PR #5871, opened 2026-03-31
feat(xdns): add resolver-based DNS tunneling with multi-resolver fan-out; fix sendLoop starvation

nnemirovsky:
## Summary

Two related changes to XDNS finalmask:

### 1. Resolver-based DNS tunneling (new feature)

Add optional `resolvers` config field. When set, the client sends DNS queries through public resolvers (1.1.1.1, 8.8.8.8, etc.) instead of connecting directly to the server on port 53.

- Each resolver gets its own UDP socket and receive goroutine for parallel I/O
- Round-robin distribution across resolvers
- Fully backward compatible: omitting `resolvers` preserves current direct-connection behavior
- Server needs no changes (already acts as authoritative DNS, uses embedded clientID for demux)

Config example:
```json
"finalmask": {
  "udp": [{
    "type": "xdns",
    "settings": {
      "domain": "t.example.com",
      "resolvers": ["1.1.1.1", "8.8.8.8", "9.9.9.9"]
    }
  }]
}
```

**Why:** Direct connection to server:53 is easily blocked by IP. Routing through public DNS resolvers makes traffic look like normal DNS queries and enables multi-resolver multiplexing for better throughput.

### 2. Fix sendLoop starvation under mKCP load (bug fix)

The XDNS server sendLoop failed to deliver downstream data when mKCP generated retransmission floods. HTTPS connections through the tunnel would time out because:

- The `nextRec = <-c.ch` case in the inner select caused the sendLoop to abandon responses whenever a new query arrived, resulting in empty responses under load
- The 1-second `maxResponseDelay` was too slow, causing the sendLoop to fall behind
- The write queue (capacity 512) overflowed and silently dropped data
- The mKCP 30s connection timeout was too short for DNS tunnel latency

Changes:
- Remove query preemption from sendLoop inner select
- Drain excess records before processing to skip stale queries
- Reduce response wait from 1s to 50ms
- Increase server write queue from 512 to 4096
- Increase mKCP connection timeout from 30s to 120s

## Test plan

- Unit tests for resolver address parsing (`TestParseResolverAddr`)
- Integration test with mock resolver (`TestResolverModeRoundTrip`)
- End-to-end round-trip test (`TestDirectModeRoundTrip`)
- Verified HTTPS works through XDNS tunnel on localhost (both direct and resolver mode)

### DIFF
--- a/transport/internet/finalmask/xdns/server.go
+++ b/transport/internet/finalmask/xdns/server.go
@@ -8,6 +8,7 @@ import (
 	"io"
 	"net"
 	"sync"
+	"sync/atomic"
 	"time"
 
 	"github.com/xtls/xray-core/common/errors"
@@ -15,9 +16,8 @@ import (
 )
 
 const (
-	idleTimeout      = 10 * time.Second
-	responseTTL      = 60
-	maxResponseDelay = 1 * time.Second
+	idleTimeout = 10 * time.Second
+	responseTTL = 60
 )
 
 var (
@@ -58,7 +58,7 @@ type xdnsConnServer struct {
 	readQueue     chan *packet
 	writeQueueMap map[string]*queue
 
-	closed bool
+	closed atomic.Bool
 	mutex  sync.Mutex
 }
 
@@ -90,7 +90,7 @@ func (c *xdnsConnServer) clean() {
 		c.mutex.Lock()
 		defer c.mutex.Unlock()
 
-		if c.closed {
+		if c.closed.Load() {
 			return true
 		}
 
@@ -116,14 +116,14 @@ func (c *xdnsConnServer) clean() {
 }
 
 func (c *xdnsConnServer) ensureQueue(addr net.Addr) *queue {
-	if c.closed {
+	if c.closed.Load() {
 		return nil
 	}
 
 	q, ok := c.writeQueueMap[addr.String()]
 	if !ok {
 		q = &queue{
-			queue: make(chan []byte, 512),
+			queue: make(chan []byte, 4096),
 			stash: make(chan []byte, 1),
 		}
 		c.writeQueueMap[addr.String()] = q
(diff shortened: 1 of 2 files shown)


RPRX:
这个不是本来就是在 outbound address 填 1.1.1.1 这类 public DNS 地址吗？

@LjhAUMEM

nnemirovsky:
@RPRX, you're right that setting a public DNS address like `1.1.1.1` in the outbound address would route queries through a resolver. The DNS delegation (NS record) handles forwarding to the authoritative server automatically.

The `resolvers` field adds **multi-resolver fan-out within a single mKCP session**. Each resolver gets its own UDP socket and receive goroutine. Queries are distributed round-robin across all configured resolvers simultaneously. This increases throughput because each resolver is an independent bandwidth channel.

This can't be achieved with multiple `vnext` entries because Xray picks one address per connection. A single mKCP session would use only one resolver for its entire lifetime.

The sendLoop fix in the second commit is independent and addresses a real bug where downstream data delivery stalls under mKCP retransmission load.

RPRX:
大概懂了你是想实现 https://github.com/XTLS/Xray-core/issues/4846#issuecomment-3041680786 这种多路径加速，这对于 XDNS 来说确实挺有用，~~而且还是 mKCP，这下成 mekya 了~~

有没有兴趣顺便实现 https://github.com/XTLS/Xray-core/issues/4846#issuecomment-4150329444

Fangliding:
image
纯AI迷惑改动。。

RPRX:
我发现这些 AI PR 虽然无法被直接合并但有时候想法是有可取之处的，@LjhAUMEM 你看下吧

nnemirovsky:
@RPRX @Fangliding @LjhAUMEM, check this out please #5872. I cleaned up some AI artifacts and fixed what @RPRX asked for

PR #5902, opened 2026-04-10
mux: Fix OOM crash on UDP keep frames

### LINKED ISSUE #5901: mux: server crashes with OOM panic on UDP keep frames — race on b.UDP + signed-int bypass in isDomainTooLong
## What happens

On a busy server handling a lot of UDP-over-mux traffic (mostly DNS, some QUIC) the process occasionally aborts with:

```
runtime: out of memory: cannot allocate 11596739538348670976-byte block (140247040 in use)
fatal error: out of memory

runtime.stringtoslicebyte
github.com/xtls/xray-core/common/protocol.(*addressParser).writeAddress
    common/protocol/address.go:251
github.com/xtls/xray-core/common/protocol.portFirstAddressParser.WriteAddressPort
    common/protocol/address.go:110
github.com/xtls/xray-core/common/mux.FrameMetadata.WriteTo
    common/mux/frame.go:105
github.com/xtls/xray-core/common/mux.writeMetaWithFrame
github.com/xtls/xray-core/common/mux.(*Writer).writeData
github.com/xtls/xray-core/common/mux.(*Writer).WriteMultiBuffer
github.com/xtls/xray-core/common/buf.copyInternal
github.com/xtls/xray-core/common/buf.Copy
github.com/xtls/xray-core/common/mux.handle
github.com/xtls/xray-core/common/mux.(*ServerWorker).handleStatusNew.gowrap1
    common/mux/server.go:270
```

Real memory in use is only ~140 MB. The 11.6 EB allocation request is garbage — Go just read 8 bytes that happened to contain that value and asked the runtime to allocate it.

Tested on `v26.2.6`. The relevant code paths are unchanged on `master` as of today.

## Why it happens

Two small bugs that combine into a process-killing crash. Neither is enough on its own.

### Bug 1 — `common/mux/frame.go:103-106`: race on `b.UDP` + ignored error

```go
} else if b.UDP != nil {
    b.WriteByte(byte(TargetNetworkUDP))
    addrParser.WriteAddressPort(b, b.UDP.Address, b.UDP.Port)  // err discarded
}
```

`b.UDP` is a `*net.Destination` that the upstream UDP reader hands to the buffer (`writeMetaWithFrame` does `frame.UDP = data[0].UDP`). For UDP-over-mux every packet may go to a different address, so the producer keeps updating the same `Destination` for each packet it dispatches.

While the producer is mutating that struct, this code reads `b.UDP.Address` — a 16-byte interface (`itab` + `data`). Reading a two-word interface is **not atomic**. Under contention the reader sees a torn value: e.g. an `itab` for `DomainAddress` paired with a `data` pointer left over from the previous mutation. Following that stale pointer reads a `string` header out of unrelated memory, and you get a `(ptr, len)` pair where both fields are garbage.

The error from `WriteAddressPort` is also silently dropped — note that the corresponding TCP/`SessionStatusNew` branch a few lines above does check `if err := addrParser.WriteAddressPort(...); err != nil`. Looks like a copy-paste oversight.

### Bug 2 — `common/protocol/headers.go:93`: signed-int comparison

```go
func isDomainTooLong(domain string) bool {
    return len(domain) > 256
}
```

`len()` returns a signed `int`. After the torn read above, `len(domain)` can have its high bit set, i.e. it's a **negative** number. `negative > 256` is `false`, so the guard does nothing. `[]byte(domain)` then reaches `runtime.stringtoslicebyte`, which interprets the length as `uint`, asks for ~9 EB, and the runtime aborts.

Without bug 2 the process would survive (it would just write a malformed frame, since bug 1 swallows the error). Without bug 1 the corrupted address would never be reached.

## Why only UDP

The `SessionStatusNew` branch reads the address from `f.Target`, which is **a value field** of `FrameMetadata`. It is copied once when the sub-connection opens and never mutated. No race possible.

The `b.UDP` branch only fires for UDP keep frames, where each packet has its own destination and the address is read **through a pointer into a struct that the producer keeps writing to**. That's the only place in the file where this is possible.

## Reproducer

Standalone Go program. It does not race anything — instead it constructs the exact same corrupted `string` shape that a torn 16-byte interface read produces (real `Data` pointer, `Len = -1`), wraps it in a real `net.Destination`, and calls the real `mux.FrameMetadata.WriteTo`. The crash is bit-for-bit identical to the production stack, including the line numbers.

<details>
<summary><code>go.mod</code> and <code>main.go</code></summary>

`go.mod`:

```
module xray-mux-repro

go 1.25.7

require github.com/xtls/xray-core v0.0.0

replace github.com/xtls/xray-core => ../Xray-core
```

(Point the `replace` at a local checkout of `v26.2.6` or `master`.)

`main.go`:

```go
package main

import (
	"fmt"
	"os"
	"reflect"
	"unsafe"

	"github.com/xtls/xray-core/common/buf"
	"github.com/xtls/xray-core/common/mux"
	"github.com/xtls/xray-core/common/net"
)

func main() {
	// Real backing bytes — Data is a valid pointer, so we hit OOM, not a segfault.
	payload := []byte("a.example.com")

	// Build a string header with a negative Len. This is the exact shape a
	// torn 16-byte interface read of *b.UDP.Address can leave behind when
	// the upstream UDP reader concurrently mutates the Destination it lent
	// to the buffer.
	var s string
	sh := (*reflect.StringHeader)(unsafe.Pointer(&s))
	sh.Data = uintptr(unsafe.Pointer(&payload[0]))
	sh.Len = -1

	dest := net.Destination{
		Network: net.Network_UDP,
		Address: net.DomainAddress(s),
		Port:    net.Port(53),
	}

	b := buf.New()
	b.UDP = &dest

	meta := mux.FrameMetadata{
		SessionID:     1,
		SessionStatus: mux.SessionStatusKeep, // takes the `else if b.UDP != nil` branch
	}

	fmt.Fprintln(os.Stderr, "calling FrameMetadata.WriteTo with corrupted UDP destination...")
	if err := meta.WriteTo(b); err != nil {
		fmt.Fprintf(os.Stderr, "WriteTo returned error (patched build): %v\n", err)
		return
	}
	fmt.Fprintln(os.Stderr, "WriteTo returned nil")
}
```

</details>

Run against vanilla `v26.2.6`:

```
$ go run .
calling FrameMetadata.WriteTo with corrupted UDP destination...
fatal error: out of memory

runtime.stringtoslicebyte(..., {..., 0xffffffffffffffff})
    runtime/string.go:230
github.com/xtls/xray-core/common/protocol.(*addressParser).writeAddress
    common/protocol/address.go:251
github.com/xtls/xray-core/common/protocol.portFirstAddressParser.WriteAddressPort
    common/protocol/address.go:110
github.com/xtls/xray-core/common/mux.FrameMetadata.WriteTo
    common/mux/frame.go:105
```

Same line numbers, same call chain as production.

## Patch

Defense in depth — both fixes are tiny and independent, but you really want both. With both applied the reproducer cleanly returns `Super long domain is not supported: ...` instead of crashing.

<details>
<summary>Unified diff</summary>

```diff
diff --git a/common/protocol/headers.go b/common/protocol/headers.go
--- a/common/protocol/headers.go
+++ b/common/protocol/headers.go
@@ -91,5 +91,12 @@ func (sc *SecurityConfig) GetSecurityType() SecurityType {
 }

 func isDomainTooLong(domain string) bool {
-	return len(domain) > 256
+	// Use unsigned comparison: len() returns a signed int, and a torn read
+	// of a string header (e.g. via a racy 16-byte interface read of a
+	// *DomainAddress) can leave the high bit set. With the previous signed
+	// `> 256` check that case slipped through and reached
+	// runtime.stringtoslicebyte with a uint length of ~9 EB, crashing the
+	// process with "fatal error: out of memory". The wire format also only
+	// has one byte for the length, so 255 is the real upper bound.
+	return uint(len(domain)) > 255
 }
```

```diff
diff --git a/common/mux/frame.go b/common/mux/frame.go
--- a/common/mux/frame.go
+++ b/common/mux/frame.go
@@ -100,9 +100,22 @@ func (f FrameMetadata) WriteTo(b *buf.Buffer) error {
 		} else if b.UDP != nil { // make sure it's user's proxy request
 			b.Write(f.GlobalID[:]) // no need to check whether it's empty
 		}
-	} else if b.UDP != nil {
-		b.WriteByte(byte(TargetNetworkUDP))
-		addrParser.WriteAddressPort(b, b.UDP.Address, b.UDP.Port)
+	} else if udp := b.UDP; udp != nil {
+		// Snapshot the destination by value before serializing it. b.UDP is
+		// a *net.Destination borrowed from the upstream UDP reader (set by
+		// writeMetaWithFrame as `frame.UDP = data[0].UDP`), and reading
+		// udp.Address — a non-atomic two-word interface — races with the
+		// producer mutating the same Destination for its next packet. The
+		// race produces a torn DomainAddress that crashes
+		// addressParser.writeAddress with a multi-exabyte allocation.
+		// Copying the struct is still racy at the field level, but it
+		// closes the window between the type-byte write and the address
+		// write, and it lets us actually return the error below.
+		snap := *udp
+		common.Must(b.WriteByte(byte(TargetNetworkUDP)))
+		if err := addrParser.WriteAddressPort(b, snap.Address, snap.Port); err != nil {
+			return err
+		}
 	}

 	len1 := b.Len()
```

</details>

## Note on the underlying race

The patches above stop the crash and stop the malformed frame, but they don't fix the *root* of the data race — a producer that keeps mutating a `*net.Destination` after handing the pointer to a buffer is fundamentally unsafe, and the proper long-term fix is to make UDP producers either allocate a fresh `Destination` per packet or store it by value on `buf.Buffer`. I haven't tried to track down the specific producer that triggers it; happy to dig further if you'd like.

herenickname:
Fixes #5901.

`FrameMetadata.WriteTo` on the UDP keep-frame path dereferences `b.UDP.Address` (a non-atomic two-word interface) while the upstream UDP reader is free to mutate the same `*net.Destination` for its next packet. The resulting torn read can produce a `DomainAddress` whose backing string header has a garbage `(ptr, len)` pair.

`isDomainTooLong` then fails to catch it because it uses a signed `len(domain) > 256` comparison: a negative torn length is `< 256`, slips through, and reaches `runtime.stringtoslicebyte` with a `uint` length of ~9 EB, aborting the process with `fatal error: out of memory`.

The error from `WriteAddressPort` on this branch was also discarded, so even the existing guard would have produced a malformed frame instead of a clean failure.

This PR fixes both halves:

- **`common/protocol/headers.go`** — switch to `uint(len(domain)) > 255` so any negative or absurd length is rejected, and tighten the bound to the actual one-byte wire-format limit.
- **`common/mux/frame.go`** — snapshot `*b.UDP` into a local before writing the address bytes (closes the window between the network-type byte and the address bytes), and actually return `WriteAddressPort`'s error instead of dropping it.

Full root-cause writeup, production stack trace, and a deterministic standalone reproducer are in #5901. With this PR applied the reproducer cleanly returns `Super long domain is not supported: ...` instead of crashing.

## Note on the underlying race

This patch stops the crash and stops the malformed frame, but it does not fix the *root* of the data race — a producer that keeps mutating a `*net.Destination` after handing the pointer to a buffer is fundamentally unsafe, and the proper long-term fix is to make UDP producers either allocate a fresh `Destination` per packet or store it by value on `buf.Buffer`. I haven't tracked down the specific producer that triggers it; happy to follow up in a separate PR if you'd like.

### DIFF
--- a/common/mux/frame.go
+++ b/common/mux/frame.go
@@ -100,9 +100,22 @@ func (f FrameMetadata) WriteTo(b *buf.Buffer) error {
 		} else if b.UDP != nil { // make sure it's user's proxy request
 			b.Write(f.GlobalID[:]) // no need to check whether it's empty
 		}
-	} else if b.UDP != nil {
-		b.WriteByte(byte(TargetNetworkUDP))
-		addrParser.WriteAddressPort(b, b.UDP.Address, b.UDP.Port)
+	} else if udp := b.UDP; udp != nil {
+		// Snapshot the destination by value before serializing it. b.UDP is
+		// a *net.Destination borrowed from the upstream UDP reader (set by
+		// writeMetaWithFrame as `frame.UDP = data[0].UDP`), and reading
+		// udp.Address — a non-atomic two-word interface — races with the
+		// producer mutating the same Destination for its next packet. The
+		// race produces a torn DomainAddress that crashes
+		// addressParser.writeAddress with a multi-exabyte allocation.
+		// Copying the struct is still racy at the field level, but it
+		// closes the window between the type-byte write and the address
+		// write, and it lets us actually return the error below.
+		snap := *udp
+		common.Must(b.WriteByte(byte(TargetNetworkUDP)))
+		if err := addrParser.WriteAddressPort(b, snap.Address, snap.Port); err != nil {
+			return err
+		}
 	}
 
 	len1 := b.Len()
--- a/common/protocol/headers.go
+++ b/common/protocol/headers.go
@@ -91,5 +91,12 @@ func (sc *SecurityConfig) GetSecurityType() SecurityType {
 }
 
 func isDomainTooLong(domain string) bool {
-	return len(domain) > 256
+	// Use unsigned comparison: len() returns a signed int, and a torn read
+	// of a string header (e.g. via a racy 16-byte interface read of a
+	// *DomainAddress) can leave the high bit set. With the previous signed
+	// `> 256` check that case slipped through and reached
+	// runtime.stringtoslicebyte with a uint length of ~9 EB, crashing the
+	// process with "fatal error: out of memory". The wire format also only
+	// has one byte for the length, so 255 is the real upper bound.
+	return uint(len(domain)) > 255
 }


Fangliding:
除了你手动使用unsafe构造的非法数据并触发panic 我没在核心发现任何有尝试在赋值后修改UDP携带数据的位置 b.UDP 应该是一个不变量 如果你发现有对其的覆盖操作应该修复这点 至少我翻了一下核心没有发现 如果你发现可以指出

Assignment: Only lines containing the string "transport" are needed. Pull each of them out of the records above.

Solution for this task:
--- a/transport/internet/finalmask/xdns/server.go
+++ b/transport/internet/finalmask/xdns/server.go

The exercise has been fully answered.